*Task*:
Lines from the top of the entries through the line that has "JonathanNogueira: forward and" must be duplicated exactly, and no others.

*Provided data*:
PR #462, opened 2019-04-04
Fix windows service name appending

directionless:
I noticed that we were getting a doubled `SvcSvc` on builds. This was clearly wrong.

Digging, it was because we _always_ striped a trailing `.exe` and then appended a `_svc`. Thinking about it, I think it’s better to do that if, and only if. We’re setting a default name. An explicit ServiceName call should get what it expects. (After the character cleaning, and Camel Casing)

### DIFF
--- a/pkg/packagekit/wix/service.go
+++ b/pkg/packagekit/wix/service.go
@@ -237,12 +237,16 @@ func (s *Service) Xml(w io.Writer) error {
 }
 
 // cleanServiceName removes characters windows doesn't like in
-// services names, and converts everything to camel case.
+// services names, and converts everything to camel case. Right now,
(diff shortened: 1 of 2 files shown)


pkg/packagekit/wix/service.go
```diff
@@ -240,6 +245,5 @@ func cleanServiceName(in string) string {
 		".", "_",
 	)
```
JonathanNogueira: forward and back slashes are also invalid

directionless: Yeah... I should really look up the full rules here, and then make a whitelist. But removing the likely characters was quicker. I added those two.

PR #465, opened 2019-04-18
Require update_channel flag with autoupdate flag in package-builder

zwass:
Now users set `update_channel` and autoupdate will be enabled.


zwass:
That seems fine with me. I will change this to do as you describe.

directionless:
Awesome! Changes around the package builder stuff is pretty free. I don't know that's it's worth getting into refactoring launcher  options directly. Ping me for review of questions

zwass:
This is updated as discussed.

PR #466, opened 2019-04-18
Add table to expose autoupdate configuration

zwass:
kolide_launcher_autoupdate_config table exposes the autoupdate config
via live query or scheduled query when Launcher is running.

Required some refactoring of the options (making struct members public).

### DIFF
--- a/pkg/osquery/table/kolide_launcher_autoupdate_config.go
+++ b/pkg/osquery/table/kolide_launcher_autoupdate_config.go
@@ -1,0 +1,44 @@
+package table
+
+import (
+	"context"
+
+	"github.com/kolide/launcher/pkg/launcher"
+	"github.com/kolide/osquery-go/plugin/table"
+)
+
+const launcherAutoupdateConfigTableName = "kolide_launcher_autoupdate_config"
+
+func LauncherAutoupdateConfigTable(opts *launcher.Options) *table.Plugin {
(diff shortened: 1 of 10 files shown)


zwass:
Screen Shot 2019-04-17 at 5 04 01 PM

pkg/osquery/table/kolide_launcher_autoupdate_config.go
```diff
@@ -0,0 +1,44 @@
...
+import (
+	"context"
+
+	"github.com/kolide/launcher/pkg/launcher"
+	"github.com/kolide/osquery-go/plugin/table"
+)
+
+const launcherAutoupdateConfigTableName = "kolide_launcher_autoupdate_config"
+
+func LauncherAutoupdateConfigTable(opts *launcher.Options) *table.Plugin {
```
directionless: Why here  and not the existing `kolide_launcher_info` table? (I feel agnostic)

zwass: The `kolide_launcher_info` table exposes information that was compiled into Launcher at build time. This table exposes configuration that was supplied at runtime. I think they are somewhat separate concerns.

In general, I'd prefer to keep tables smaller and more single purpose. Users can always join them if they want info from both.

*Solution to this problem*:
PR #462, opened 2019-04-04
Fix windows service name appending

directionless:
I noticed that we were getting a doubled `SvcSvc` on builds. This was clearly wrong.

Digging, it was because we _always_ striped a trailing `.exe` and then appended a `_svc`. Thinking about it, I think it’s better to do that if, and only if. We’re setting a default name. An explicit ServiceName call should get what it expects. (After the character cleaning, and Camel Casing)

### DIFF
--- a/pkg/packagekit/wix/service.go
+++ b/pkg/packagekit/wix/service.go
@@ -237,12 +237,16 @@ func (s *Service) Xml(w io.Writer) error {
 }
 
 // cleanServiceName removes characters windows doesn't like in
-// services names, and converts everything to camel case.
+// services names, and converts everything to camel case. Right now,
(diff shortened: 1 of 2 files shown)


pkg/packagekit/wix/service.go
```diff
@@ -240,6 +245,5 @@ func cleanServiceName(in string) string {
 		".", "_",
 	)
```
JonathanNogueira: forward and back slashes are also invalid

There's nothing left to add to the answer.